Exercise brief:
Where does the string "present" occur in the records? Copy each line that holds it.

Provided entries:
PR #215, opened 2017-03-22
[iOS] Metal backend

ajtulloch:
Putting this up here while we figure out the right syncing and building approach. No need to merge.


Yangqing:
(closing since we just need a link address :))

cancan101:
The [docs state](https://caffe2.ai/docs/mobile-integration.html) :
>surprisingly, ARM CPUs outperform the on-board GPUs (our NNPACK ARM CPU implementation outperforms Apple’s MPSCNNConvolution on devices older than iPhone 6s

Is this benchmark published anywhere?

PR #218, opened 2017-03-23
CMake support for Gloo dependency

pietern:
This also requires a change to cmake/External/nccl.cmake to use the
static NCCL binary instead of the shared object. When the Caffe2/Gloo
build uses the bundled NCCL version it should be packaged up in the
resulting libraries and not cause another runtime dependency on a
library that has to be installed separately.


Yangqing:
@slayton58 Simon, does this work for you? I'll land if this makes sense.

slayton58:
Yes, this should work for us -- it would work the same as NCCL does now

Yangqing (approved):

PR #221, opened 2017-03-24
mnist dataset downloader and squeezenet model loader fixes

aaronmarkham:


caffe2/python/tutorials/MNIST.ipynb
```diff
@@ -90,7 +90,7 @@
     "if not os.path.exists(data_folder):\n",
     "    os.makedirs(data_folder)\n",
     "if not os.path.exists(label_file_train):\n",
-    "    DownloadDataset(\"https://s3.amazonaws.com/caffe2/datasets/mnist/mnist.zip\", data_folder)\n",
+    "    DownloadDataset(\"https://fb.me/caffe2-datasets-mnist.zip\", data_folder)\n",
```
JoelMarcey, line 93: Are we changing our storage location for everything?

aaronmarkham: Yes, the fb url seemed to work for a while but then started throwing ssl errors, so I just switched to using the s3. Also Git LFS was really limiting on how you could access the files, so we'll migrate over to s3.

PR #225, opened 2017-03-28
Fix test_random_seed_behavior for multi-GPU

lukeyeager:
```
E0327 17:33:12.775998 15629 context_gpu.h:126] Encountered CUDA error: an illegal memory access was encountered
F0327 17:33:12.776208 15629 operator.h:176] Computation on device returned error in operator
output: "Y" name: "" type: "XavierFill" arg { name: "shape" ints: 2 } device_option { device_type: 1 cuda_gpu_id: 0 }
```


lukeyeager:
To test before and after:
```
python -m unittest caffe2.python.hypothesis_test.TestOperators.test_random_seed_behaviour
```

PR #119, opened 2024-08-16
Implement interrupts and noInterrupts

Ayush1325:
- Using irq_lock and irq_unlock zephyr apis.
- Not really sure where these should go. `Common.h` has the following line:
```
// interrupts() / noInterrupts() must be defined by the core
```
- Need these for the [NeoPixel library](https://github.com/adafruit/Adafruit_NeoPixel).

### DIFF
--- a/cores/arduino/zephyrCommon.cpp
+++ b/cores/arduino/zephyrCommon.cpp
@@ -175,6 +175,22 @@ size_t analog_pin_index(pin_size_t pinNumber) {
 
 #endif //CONFIG_ADC
 
+static unsigned int irq_key;
+static bool interrupts_disabled = false;
+
+void interrupts(void) {
+  if (interrupts_disabled) {
+    irq_unlock(irq_key);
+    interrupts_disabled = false;
+  }
+}
+
+void noInterrupts(void) {
+  if (!interrupts_disabled) {
+    irq_key = irq_lock();
+    interrupts_disabled = true;
+  }
+}
 }
 
 void yield(void) {
--- a/cores/arduino/Arduino.h
+++ b/cores/arduino/Arduino.h
@@ -97,6 +97,9 @@ enum analogPins { DT_FOREACH_PROP_ELEM(DT_PATH(zephyr_user),
 
 #endif
 
+void interrupts(void);
+void noInterrupts(void);
+
 #include <variant.h>
 #ifdef __cplusplus
 #include <zephyrPrint.h>


cores/arduino/zephyrCommon.cpp
```diff
@@ -464,3 +464,18 @@ void disableInterrupt(pin_size_t pinNumber) {
     pcb->handlers[BIT(arduino_pins[pinNumber].pin)].enabled = false;
   }
 }
+
+static unsigned int irq_key = UINT_MAX;
```
soburi: Please put it into an anonymous namespace that is started from line 13,
or redeclare here.

cores/arduino/zephyrCommon.cpp
```diff
@@ -175,6 +175,20 @@ size_t analog_pin_index(pin_size_t pinNumber) {
 
 #endif //CONFIG_ADC
 
+static unsigned int irq_key = UINT_MAX;
```
DhruvaG2000: I am no big fan of `UINT_MAX` , is there an alternate approach we can use here?
AFAICS I don't see a similar implementation of lock/ unlock anywhere in zephyr, that checks against something like UINT_MAX. This feels error prone to me.

cores/arduino/zephyrCommon.cpp
```diff
@@ -175,6 +175,20 @@ size_t analog_pin_index(pin_size_t pinNumber) {
...
+void interrupts(void) {
+  if (irq_key != UINT_MAX) {
+    irq_unlock(irq_key);
+    irq_key = UINT_MAX;
+  }
+}
+
+void noInterrupts(void) {
+  if (irq_key == UINT_MAX) {
+    irq_key = irq_lock();
```
DhruvaG2000, line 190: I don't fully understand from the documentation what possible values of key are. Do you know? Maybe we can rely on those than uint max?

DhruvaG2000 (changes requested):

cores/arduino/zephyrCommon.cpp
Ayush1325: So the docs just say that the values will be arch specific. We can use a bool flag or a `std::optional` instead to keep track if the `irq_lock` was already acquired.

DhruvaG2000: @Ayush1325  if bool works, then I'd go with bool.

DhruvaG2000 (changes requested):
You have defined `interrupts()` / `noInterrupts()` only in `common.cpp`. How will anyone outside of this file ever use it? Using it in some example would be great.

These function prototypes don't exist in the Arduino Core API.
See how SAMD has done it: https://github.com/arduino/ArduinoCore-samd/blob/993398cb7a23a4e0f821a73501ae98053773165b/cores/arduino/Arduino.h#L53

Ayush1325:
> You have defined `interrupts()` / `noInterrupts()` only in `common.cpp`. How will anyone outside of this file ever use it? Using it in some example would be great.
> 
> These function prototypes don't exist in the Arduino Core API. See how SAMD has done it: https://github.com/arduino/ArduinoCore-samd/blob/993398cb7a23a4e0f821a73501ae98053773165b/cores/arduino/Arduino.h#L53

Is there a reason to use macro instead of just adding function prototype to `Arduino.h`?

DhruvaG2000:
> > You have defined `interrupts()` / `noInterrupts()` only in `common.cpp`. How will anyone outside of this file ever use it? Using it in some example would be great.
> > These function prototypes don't exist in the Arduino Core API. See how SAMD has done it: https://github.com/arduino/ArduinoCore-samd/blob/993398cb7a23a4e0f821a73501ae98053773165b/cores/arduino/Arduino.h#L53
> 
> Is there a reason to use macro instead of just adding function prototype to `Arduino.h`?

Nope, not atall. I just meant to show that they have exposed it via the `Arduino.h`. You can make it a prototype.

DhruvaG2000 (approved):
Thanks for addressing all comments.

DhruvaG2000:
Can you please rebase and force push?

PR #121, opened 2024-09-02
Arduino.h: Add digitalPinToInterrupt

Ayush1325:
- Return the same number as long as not more than number of digital pins.
- This does not seem to be present in ArduinoCoreAPI but defined for all Arduino boards (and microblocks has started using it).
- Also present in arduino docs [1]

[1]: https://www.arduino.cc/reference/en/language/functions/external-interrupts/digitalpintointerrupt/

### DIFF
--- a/cores/arduino/Arduino.h
+++ b/cores/arduino/Arduino.h
@@ -100,6 +100,8 @@ enum analogPins { DT_FOREACH_PROP_ELEM(DT_PATH(zephyr_user),
 void interrupts(void);
 void noInterrupts(void);
 
+int digitalPinToInterrupt(pin_size_t pin);
+
 #include <variant.h>
 #ifdef __cplusplus
 #include <zephyrPrint.h>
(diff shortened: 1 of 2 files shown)


cores/arduino/Arduino.h
```diff
@@ -97,6 +97,11 @@ enum analogPins { DT_FOREACH_PROP_ELEM(DT_PATH(zephyr_user),
 
 #endif
 
+static inline int digitalPinToInterrupt(pin_size_t pin)
```
DhruvaG2000: I think this is a very surface level implementation we have done here, I don't think it's quite accurate? I maybe wrong.

> See [attachInterrupt()](https://www.arduino.cc/reference/en/language/functions/external-interrupts/attachinterrupt) for a full list of supported interrupt pins on all boards.

Can you not check whether the pin supports interrupt or not? The current implementation just feels like it's returning pin if it exists, nothing to do with whether it supports IRQ.

DhruvaG2000 (changes requested):

Ayush1325:
I tried putting it in the anonymous namespace, but then I got undefined reference errors. So not sure if `interrupts` and `noInterrupts` are working or not.

Note: I am not a C++ dev and have never used namespaces anything newer than C++98. So my understanding here is rather limited.

DhruvaG2000 (approved):

PR #122, opened 2024-09-05
Move interrupts and noInterrupts out of namespace

Ayush1325:
- These functions are exported from Arduino.h
- Fixes #119

### DIFF
--- a/cores/arduino/zephyrCommon.cpp
+++ b/cores/arduino/zephyrCommon.cpp
@@ -177,20 +177,6 @@ size_t analog_pin_index(pin_size_t pinNumber) {
 
 static unsigned int irq_key;
 static bool interrupts_disabled = false;
-
-void interrupts(void) {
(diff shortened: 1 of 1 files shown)


cores/arduino/zephyrCommon.cpp
```diff
@@ -480,3 +463,20 @@ void disableInterrupt(pin_size_t pinNumber) {
     pcb->handlers[BIT(arduino_pins[pinNumber].pin)].enabled = false;
   }
 }
+
+static unsigned int irq_key;
```
soburi: In C++, you should use anonymous namespace instead of static.

Ayush1325: For functions as well? Because I get undefined reference errors if I move functions into the anonymous namespace

soburi (approved):

PR #131, opened 2025-08-23
zephyrCommon: Add comment at the end of the anonymous namespace

soburi:
Added a comment because it was difficult to understand where the namespace ends.


Ayush1325 (approved):

DhruvaG2000 (approved):
You're right, this is actually also stemming from the fact that this file has just got wayy too big than it should be and deserves a refactor. I will add this in my TODO.

DhruvaG2000:
@soburi no merge commits please, please  rebase and push :)

DhruvaG2000:
manually applied, thanks.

Task answer:
- This does not seem to be present in ArduinoCoreAPI but defined for all Arduino boards (and microblocks has started using it).
- Also present in arduino docs [1]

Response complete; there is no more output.